[What you have to do]
Please go through the records below and return every line holding the word "trybuild".

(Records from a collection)
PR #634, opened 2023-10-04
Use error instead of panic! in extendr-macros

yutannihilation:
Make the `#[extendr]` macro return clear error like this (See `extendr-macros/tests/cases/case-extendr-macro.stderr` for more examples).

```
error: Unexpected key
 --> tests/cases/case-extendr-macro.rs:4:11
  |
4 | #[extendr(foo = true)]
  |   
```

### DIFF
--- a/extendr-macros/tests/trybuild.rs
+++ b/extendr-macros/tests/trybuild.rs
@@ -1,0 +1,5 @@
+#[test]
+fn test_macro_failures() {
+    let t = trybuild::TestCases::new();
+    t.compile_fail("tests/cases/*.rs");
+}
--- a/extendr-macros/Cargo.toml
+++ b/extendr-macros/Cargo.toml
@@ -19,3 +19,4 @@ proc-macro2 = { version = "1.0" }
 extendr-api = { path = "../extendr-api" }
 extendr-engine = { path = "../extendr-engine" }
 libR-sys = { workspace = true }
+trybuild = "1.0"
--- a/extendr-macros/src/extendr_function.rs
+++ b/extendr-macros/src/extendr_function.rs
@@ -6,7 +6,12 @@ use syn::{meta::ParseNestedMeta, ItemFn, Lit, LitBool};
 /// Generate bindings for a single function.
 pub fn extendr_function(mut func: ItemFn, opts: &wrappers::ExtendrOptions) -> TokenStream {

[Final answer]
--- a/extendr-macros/tests/trybuild.rs
+++ b/extendr-macros/tests/trybuild.rs
+    let t = trybuild::TestCases::new();
+trybuild = "1.0"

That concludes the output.